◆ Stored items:
######
PR #237, opened 2017-09-19
Add UAA client "cc_service_key_client" for CC to talk to credhub

matt-royal:
[#151111701](https://www.pivotaltracker.com/story/show/151111701)

Matt & @tcdowney

### DIFF
--- a/cf-deployment.yml
+++ b/cf-deployment.yml
@@ -454,15 +454,19 @@ instance_groups:
               key-1:
                 signingKey: "((uaa_jwt_signing_key.private_key))"
         clients:
+          cc_routing:
+            authorities: routing.router_groups.read
+            authorized-grant-types: client_credentials
+            secret: "((uaa_clients_cc-routing_secret))"
           cc-service-dashboards:
             authorities: clients.read,clients.write,clients.admin
             authorized-grant-types: client_credentials
             scope: openid,cloud_controller_service_permissions.read
             secret: "((uaa_clients_cc-service-dashboards_secret))"
-          cc_routing:
-            authorities: routing.router_groups.read
+          cc_service_key_client:
+            authorities: credhub.read,credhub.write
             authorized-grant-types: client_credentials
-            secret: "((uaa_clients_cc-routing_secret))"
+            secret: "((uaa_clients_cc_service_key_client_secret))"
           cf:
             access-token-validity: 600
             authorities: uaa.none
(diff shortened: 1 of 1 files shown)


dsabeti:
Hey @matt-royal. Would it make sense to add the new UAA client into an ops-file instead of the main manifest? cf-deployment doesn't ship with credhub support just yet, so I think I'd prefer for the UAA client to be optional until then.

tcdowney:
@matt-royal and I addressed @dsabeti's concerns [in Slack](https://cloudfoundry.slack.com/archives/C0FAEKGUQ/p1505845876000235).

The reason why this isn't going into an ops-file is because Cloud Controller is always going to expect to have this UAA client available and will be sending it along to service brokers during the `cf create-service-key` flow. Non-CredHub-aware brokers will just ignore it.

cf-deployment.yml
```diff
@@ -454,15 +454,19 @@ instance_groups:
...
+            secret: "((uaa_clients_cc-routing_secret))"
           cc-service-dashboards:
             authorities: clients.read,clients.write,clients.admin
             authorized-grant-types: client_credentials
             scope: openid,cloud_controller_service_permissions.read
             secret: "((uaa_clients_cc-service-dashboards_secret))"
-          cc_routing:
-            authorities: routing.router_groups.read
+          cc_service_key_client:
+            authorities: credhub.read,credhub.write
```
ishustava: I believe this line should be removed, as cf CredHub has ACLs enabled:
https://github.com/cloudfoundry/cf-deployment/blob/5ef5b808ad82c8251d9b093f6dce3df8b456b79f/operations/experimental/secure-service-credentials.yml#L37-L39
and authorities/scope sections of the UAA token is completely ignored by CredHub.

CredHub for BOSH uses those because it has ACLs disabled. You might have seen it in `bosh-deployment` manifests, but it's not applicable here and could be confusing to the operators.

I'm not entirely sure whether you should completely remove the line, or say something like `authorities: uaa.none`. It should probably be tested out first.

/cc @dsabeti @matt-royal @tcdowney

dsabeti: Thanks @ishustava!

tcdowney: Good to know, that was a misunderstanding on our part and we'll get our story updated. 

Thanks @ishustava!

Looks like these are the [relevant docs](https://github.com/cloudfoundry-incubator/credhub/blob/master/docs/authorization-phase1.md#supported-actors-aka-authenticated-identities) and as long as a credential in CredHub has `uaa-client: cc_service_key_client` we should be able to access it?

ishustava: @tcdowney 

We have tested it, and it looks like we still do require authorities. Sorry for the confusion!

/cc @dannysullivan

tcdowney: Cool, thanks!

PR #242, opened 2017-09-20
Fix replacement of vm_extensions on bosh lite

spikymonkey:
Hi @dsabeti, thanks for taking a look at my last PR (#236). Totally see what you're saying - it looks like I'd missed the bosh-lite ops file completely. I was also looking at your master branch instead of develop - seems like things are almost fixed on develop. I just found one small typo in the bosh-lite ops file that prevents the deployment from proceeding - it results in an extra leading `-` ahead of the `diego-ssh-proxy-network-properties` vm_extension. This had me scratching my head for a while since the error message you get back from bosh is to the effect that 'diego-ssh-proxy-network-properties was not found in the cloud-config', which is confusing since it's clearly there. Using `bosh interpolate` to dump out the generated manifest made it clear what was going on though. Anyway, here's the fix. I'll close #236 since it's redundant now.

### DIFF
--- a/operations/bosh-lite.yml
+++ b/operations/bosh-lite.yml
@@ -207,8 +207,7 @@
   path: /instance_groups/name=diego-brain/jobs/name=ssh_proxy
 - type: replace
   path: /instance_groups/name=router/vm_extensions/-
-  value:
-  - diego-ssh-proxy-network-properties
+  value: diego-ssh-proxy-network-properties
 - type: replace
   path: /instance_groups/name=router/jobs/-
   value:


dsabeti:
Hey @spikymonkey. We merged the PR earlier today, but, due to another story we were working on, we discovered that stacking vm_extensions is a tricky business and had to recombine the the vm_extensions in this commit: https://github.com/cloudfoundry/cf-deployment/commit/a17b4eb0cd2b826201741a0c9fd74fd776409304.

We're still working on trying to unify the vm_extension name between a normal cf-deployment and cf-deployment on bosh-lite. Were there any other concerns you were trying to address when you submitted the first PR?

spikymonkey:
Hi @dsabeti, no not really - just trying to get `cf-deployment` working on fresh bosh-lite out of the box.

PR #260, opened 2021-11-13
Merge adapters of Azure Service Bus sources

### LINKED ISSUE #240: Merge adapters of Azure Service Bus sources
Service Bus supports [both messaging Queues and Topics](https://docs.microsoft.com/en-us/azure/service-bus-messaging/service-bus-messaging-overview), and we currently have a source for each of them with their own respective receive adapter.

But because both use the same SDK and underlying protocol (AMQP), I believe it should be possible, fairly easily, to merge the two receive adapters.

For example, the `adapter` struct from the Service Bus Topic source contains a generic [`servicebus.Receiver`](https://pkg.go.dev/github.com/Azure/azure-service-bus-go#Receiver) that can be used to consume messages from either a Queue or a Topic:

https://github.com/triggermesh/triggermesh/blob/c13be0932d4608455edf31cfb6da07ce96ba492f/pkg/sources/adapter/azureservicebustopicsource/adapter.go#L56-L64

There is one unique [`*servicebus.Namespace.NewReceiver`](https://pkg.go.dev/github.com/Azure/azure-service-bus-go#Namespace.NewReceiver) method available to obtain such `Receiver`, and it does the right thing based on the "entity path" passed as argument (`name` for a Queue, `topicName/Subscriptions/subscriptionName` for a Topic).

https://github.com/triggermesh/triggermesh/blob/c13be0932d4608455edf31cfb6da07ce96ba492f/pkg/sources/adapter/azureservicebustopicsource/adapter.go#L91-L95

The identity of the resource to consume messages from is passed as a generic Azure Resource ID and, although the name of the corresponding environment variable currently contains the word "subscription", we could easily rename it:

https://github.com/triggermesh/triggermesh/blob/c13be0932d4608455edf31cfb6da07ce96ba492f/pkg/sources/adapter/azureservicebustopicsource/adapter.go#L46-L47

### LINKED ISSUE #261: Source receives always the same message at several minutes of interval
Messages aren't marked as complete with `msg.Complete()` after they have been processed, so the behaviour explained in the title can be observed in both these sources.

https://github.com/triggermesh/triggermesh/blob/c123453683ad9967f4900bbb318df9d789aeeedc/pkg/sources/adapter/azureservicebusqueuesource/adapter.go#L117-L125

https://github.com/triggermesh/triggermesh/blob/c123453683ad9967f4900bbb318df9d789aeeedc/pkg/sources/adapter/azureservicebustopicsource/adapter.go#L171-L177

A simple fix would be to return from the handler with `return msg.Complete(ctx)`.

antoineco:
Closes #240
Fixes #261

Both sources for Azure Service Bus (queues + topics) use the exact same AMQP client to listen to messages, so I merged those two adapters into one.

- I verified that it was still possible to receive messages from either a Queue or a Topic ✔️
- I verified that both SAS Token and AAD (Service Principal) authentication modes were working ✔️

As a bonus:

- I added a JSON schema for events of type `com.microsoft.azure.servicebus.message` and checked some test payloads against it using https://www.jsonschemavalidator.net/
- I enabled AAD (Service Principal) as an alternative authentication mode in the Service Bus Queue source, since the merged adapter now supports both.


config/300-azureservicebusqueuesource.yaml
```diff
@@ -52,19 +52,147 @@ spec:
             description: Desired state of the event source.
             type: object
             properties:
+              queueID:
```
odacremolbap, line 55: Might `queueID` be missing from the required fields?

odacremolbap (approved):

config/300-azureservicebusqueuesource.yaml
antoineco: Nice catch

pkg/sources/adapter/azureservicebussource/adapter.go
```diff
@@ -111,33 +122,104 @@ func NewAdapter(ctx context.Context, envAcc pkgadapter.EnvConfigAccessor, ceClie
...
+	// if a key is set explicitly, it takes precedence and is used to
+	// compose a new connection string
+	if keyName, keyValue := os.Getenv(envKeyName), os.Getenv(envKeyValue); keyName != "" || keyValue != "" {
+		azureEnv := &azure.PublicCloud
+		connStr = fmt.Sprintf("Endpoint=sb://%s.%s;SharedAccessKeyName=%s;SharedAccessKey=%s;EntityPath=%s",
+			namespace, azureEnv.ServiceBusEndpointSuffix, keyName, keyValue, entityPath)
+	}
+
+	return connStr
+}
```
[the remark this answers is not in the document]
antoineco: We can and I initially wanted to do it that way, but later had a feeling this might introduce some confusion, because the SDK itself accesses the env vars directly using `os.Getenv()`.

So for AAD auth, when we call `servicebus.NamespaceWithEnvironmentBinding()`, the function reads env vars one way, but for SAS auth, the function reads them a different way.

But I think you're right, the readability of our code shouldn't from using one SDK or another. I'll add the env vars to envconfig with a comment that explains exactly how they are being used.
######
◆ Exercise objective: Among the records, find every line holding the word "connStr" and copy it.

◆ Response:
+		connStr = fmt.Sprintf("Endpoint=sb://%s.%s;SharedAccessKeyName=%s;SharedAccessKey=%s;EntityPath=%s",
+	return connStr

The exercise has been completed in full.